3.2.2. Treatment and Recovery Effects on Myelin-related Gene Expression
Appropriate treatment effect comparisons relative to the PF control group were assessed for several myelin genes across the cortices and the cerebellum. However, the analysis revealed a significant effect in MBP gene expression (F(2,21)=5.063, p=0.02) on in the cerebellum across the PF groups as a function of the time point. Therefore, the MBP analysis was compared to the respective time points as opposed to the ultimate control. All other target gene expression across the PF groups revealed no differences across time points (F(2,21)<1.25, p>0.31).
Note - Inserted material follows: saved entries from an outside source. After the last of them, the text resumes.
PR #10517, opened 2026-07-30
fix(runtime-api): PAPERCLIP_RUNTIME_API_URL precedence + authPublicBaseUrl port preservation

mohr-and-more:
## Thinking Path

> - The server injects environment variables into agent run contexts
> - PAPERCLIP_RUNTIME_API_URL was derived from the listen port (:3001) and took precedence over the correct PAPERCLIP_API_URL, causing agents to receive unreachable API URLs
> - The authPublicBaseUrl port rewrite blindly overwrote the operator-configured port (e.g., :8443 for reverse proxy) with the actual listen port (:3001)
> - This pull request fixes the precedence order and preserves the operator-configured port
> - Agents will now reliably receive the correct, reachable API URL in their run environment

## What Changed

- server/src/index.ts: Changed PAPERCLIP_RUNTIME_API_URL to use configuredApiUrl instead of runtimeApiUrl (L698)
- packages/adapter-utils/src/execution-target.ts: Swapped precedence to check PAPERCLIP_API_URL before PAPERCLIP_RUNTIME_API_URL
- packages/adapter-utils/src/server-utils.ts: Swapped precedence to check PAPERCLIP_API_URL before PAPERCLIP_RUNTIME_API_URL
- server/src/index.ts L232: Only rewrite authPublicBaseUrl port when it matches the listen port, preserving operator-configured overrides
- Added server/src/__tests__/server-startup-feedback-export.test.ts regression test

## Verification

- Regression tests pass: pnpm test:run
- Typecheck passes: pnpm -r typecheck
- The fix ensures PAPERCLIP_API_URL (set via PAPERCLIP_API_KEY override) wins over the derived PAPERCLIP_RUNTIME_API_URL
- Port preservation verified: operator-configured :8443 port in publicBaseUrl is not overwritten with :3001

## Risks

- Low. This is a bug fix that restores intended behavior. The precedence swap is well-tested.
- No breaking changes to the API surface.

## Model Used

None — human-authored.

### DIFF
--- a/packages/adapter-utils/src/execution-target.ts
+++ b/packages/adapter-utils/src/execution-target.ts
@@ -1738,8 +1738,8 @@ export async function startAdapterExecutionTargetPaperclipBridge(input: {
       : DEFAULT_SANDBOX_CALLBACK_BRIDGE_MAX_BODY_BYTES;
   const hostApiUrl =
     input.hostApiUrl?.trim() ||
-    process.env.PAPERCLIP_RUNTIME_API_URL?.trim() ||
     process.env.PAPERCLIP_API_URL?.trim() ||
+    process.env.PAPERCLIP_RUNTIME_API_URL?.trim() ||
     resolveDefaultPaperclipApiUrl();
   const shellCommand = adapterExecutionTargetShellCommand(target);
   const runner = adapterExecutionTargetCommandRunner(target);
--- a/packages/adapter-utils/src/server-utils.ts
+++ b/packages/adapter-utils/src/server-utils.ts
@@ -1971,8 +1971,8 @@ export function buildPaperclipEnv(agent: { id: string; companyId: string }): Rec
   );
   const runtimePort = process.env.PAPERCLIP_LISTEN_PORT ?? process.env.PORT ?? "3100";
   const apiUrl =
-    process.env.PAPERCLIP_RUNTIME_API_URL ??
     process.env.PAPERCLIP_API_URL ??
+    process.env.PAPERCLIP_RUNTIME_API_URL ??
     `http://${runtimeHost}:${runtimePort}`;
   vars.PAPERCLIP_API_URL = apiUrl;
   return vars;
--- a/server/src/__tests__/paperclip-env.test.ts
+++ b/server/src/__tests__/paperclip-env.test.ts
@@ -29,7 +29,7 @@ afterEach(() => {
 });
 
 describe("buildPaperclipEnv", () => {
-  it("prefers an explicit PAPERCLIP_RUNTIME_API_URL", () => {
+  it("prefers an explicit PAPERCLIP_API_URL over PAPERCLIP_RUNTIME_API_URL", () => {
     process.env.PAPERCLIP_RUNTIME_API_URL = "http://203.0.113.42:3102";
     process.env.PAPERCLIP_API_URL = "http://localhost:4100";
     process.env.PAPERCLIP_LISTEN_HOST = "127.0.0.1";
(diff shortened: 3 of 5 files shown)


mohr-and-more:
## Context for reviewers

This is a critical bug fix for the agent runtime API URL injection:

**Bug:** PAPERCLIP_RUNTIME_API_URL was derived from the listen port (:3001) and took precedence over the correct PAPERCLIP_API_URL override, causing all agent runs to receive unreachable API URLs.

**Fix:** 3 changes:
1. server/src/index.ts: Use configuredApiUrl instead of runtimeApiUrl for PAPERCLIP_RUNTIME_API_URL
2. adapter-utils: Swap precedence — check PAPERCLIP_API_URL BEFORE PAPERCLIP_RUNTIME_API_URL  
3. server/src/index.ts: Only rewrite authPublicBaseUrl port when it matches listen port (preserves operator :8443 overrides)

**Testing:** Regression tests in packages/adapter-utils/src/execution-target-sandbox.test.ts cover Runtime-Precedence + Override-Sieg.

**Downstream impact:** M&M BIZ (b7e413ab) has been running this fix in production via dist-hotpatch on brainbug01 for 10 days. No regressions.

**Urgency:** Hotpatch is holding production — this PR makes it permanent in the upstream release.

santhiprakash:
Updated the fix to preserve explicit non-loopback auth.publicBaseUrl values even when detectPort shifts the listener.

- : restricts  to loopback URLs only, so an operator-configured reverse proxy hostname is no longer rewritten to the internal port.
- : adds a regression for  staying stable when detectPort moves the listener to .

Verification: attempted the targeted startup test in the PR worktree, but the checkout has no installed workspace dependencies, so  is missing and the test runner cannot start here.

santhiprakash:
Updated the fix to preserve explicit non-loopback auth.publicBaseUrl values even when detectPort shifts the listener.

- server/src/index.ts: restricts rewriteLocalUrlPort() to loopback URLs only, so an operator-configured reverse proxy hostname is no longer rewritten to the internal port.
- server/src/__tests__/server-startup-feedback-export.test.ts: adds a regression for http://my-host.ts.net:3100 staying stable when detectPort moves the listener to 3110.

Verification: attempted the targeted startup test in the PR worktree, but the checkout has no installed workspace dependencies, so cli/node_modules/tsx/dist/cli.mjs is missing and the test runner cannot start here.

santhiprakash:
Updated the startup rewrite path and kept the reverse-proxy case stable. The current `server/src/index.ts` logic only rewrites loopback auth public URLs, so a non-loopback operator URL like `http://brainbug01.tail802293.ts.net:8443` is preserved even when `detectPort` moves the listener. I also kept the regression coverage for that explicit proxy case in `server/src/__tests__/server-startup-feedback-export.test.ts`. I attempted to run the focused Vitest files, but this checkout does not have `vitest` installed in node_modules, so the command failed locally with `ERR_PNPM_RECURSIVE_EXEC_FIRST_FAIL Command "vitest" not found`.

santhiprakash:
The current branch keeps the auth public URL rewrite limited to loopback hosts only, so a reverse-proxy hostname like `http://my-host.ts.net:3100` is preserved even when `detectPort` moves the listener. I re-read `server/src/index.ts` and the regression in `server/src/__tests__/server-startup-feedback-export.test.ts` covers that case.

Verification: I tried to run the focused startup test with `pnpm test:run server/src/__tests__/server-startup-feedback-export.test.ts`, but this checkout does not have the workspace test dependency installed (`cli/node_modules/tsx/dist/cli.mjs` is missing), so the local run stops in `preflight:workspace-links` before Vitest starts.

santhiprakash:
Updated the startup path to stop rewriting explicit auth public URLs when detect-port shifts the listener. This keeps operator-owned reverse-proxy URLs stable and removes the remaining overreach in server startup.

Verification: 
> paperclip@ test:run /home/ubuntu/Projects/open-source/paperclip-pr10517
> pnpm run preflight:workspace-links && node scripts/run-vitest-stable.mjs "server/src/__tests__/server-startup-feedback-export.test.ts"


> paperclip@ preflight:workspace-links /home/ubuntu/Projects/open-source/paperclip-pr10517
> node cli/node_modules/tsx/dist/cli.mjs scripts/ensure-workspace-package-links.ts

 ELIFECYCLE  Command failed with exit code 1.
 WARN   Local package.json exists, but node_modules missing, did you mean to install?
 ELIFECYCLE  Command failed with exit code 1.
 WARN   Local package.json exists, but node_modules missing, did you mean to install? still cannot start in this checkout because  is missing, so the local preflight stops before Vitest. The branch now reflects the code fix; the remaining blocker is repository setup, not the patch itself.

Therefore, an ultimate PF control was utilized.
Frontal Cortex
Figure 3 shows the heat map for the gene expression of myelin-related genes for all experimental conditions at the three different time points in the frontal cortex. MOG gene expression during treatment (T1) changed as a function of the treatment (F(5, 53)=2.78, p=0.03). The post hoc analyses revealed a suppression of this gene in the PTD-MAS group (p=0.01) during treatment with an extended recovery time (p>0.21) compared to the PF group. There was no main treatment effect in the gene expression for Olig1, Olig2, MBP, or MAG (F(5,58)=1.85, p≥0.12).
Figure 3.
Heat map of gene expression for Experiment 2 in the frontal cortex, the parietal cortex, and the cerebellum. Heat map of gene expression of the myelin-related genes, Olig1, Olig2, MBP, MAG, and MOG, in the frontal cortex, the parietal cortex, and the cerebellum. Gene expression for the treatment effect is relative to the PF group (% of PF expression for T1, T2, and T3). A statistical difference was apparent in the PF group at T2; therefore, an ultimate PF control could not be used. For MBP, the expression levels in the cerebellum were compared to their respective time points. Gene expression for the recovery effect compared gene levels within an experimental condition across three time points, (T1=during treatment; T2=24-h post-treatment; T3=three weeks post-treatment). The standard error of the mean is represented in parentheses. Post hoc contrasts were used to compare the PF group to the experimental conditions and the different time points within each condition. Differences in gene expression are represented by color with the red schema representing an increase in expression relative to PF and the blue schema representing a decrease relative to PF. The darker shade of red or blue represents p<0.01, whereas the lighter shade represents a p-value between 0.02 and 0.01. * represents an increase from T2 relative to T1, ^ represents an increase at T3 relative to T1, & represents an increase at T3 relative to T2 when assessing the effect of recovery, # represents a decrease at T2 relative to T1, @ represents a decrease at T3 relative to T1, and % represents a decrease at T3 relative to T2 when assessing the effect of recovery (p<0.02).
To investigate change as a function of duration of abstinence/recovery, the gene expression levels were compared across time points within the treatment conditions. The analysis revealed no main time point effect in the gene expression of Olig2 (F(2,21)=2.67, p=0.09). However, the analysis displayed an upregulation of the Olig2 gene in the CET-PTD group during the protracted (T3) recovery period compared to the active treatment phase (T1; p=0.005) and the acute recovery phase (T2; p=0.007). There was also an upregulation of the MBP gene at T3 relative to T1 (p=0.004) in the PTD-MAS group.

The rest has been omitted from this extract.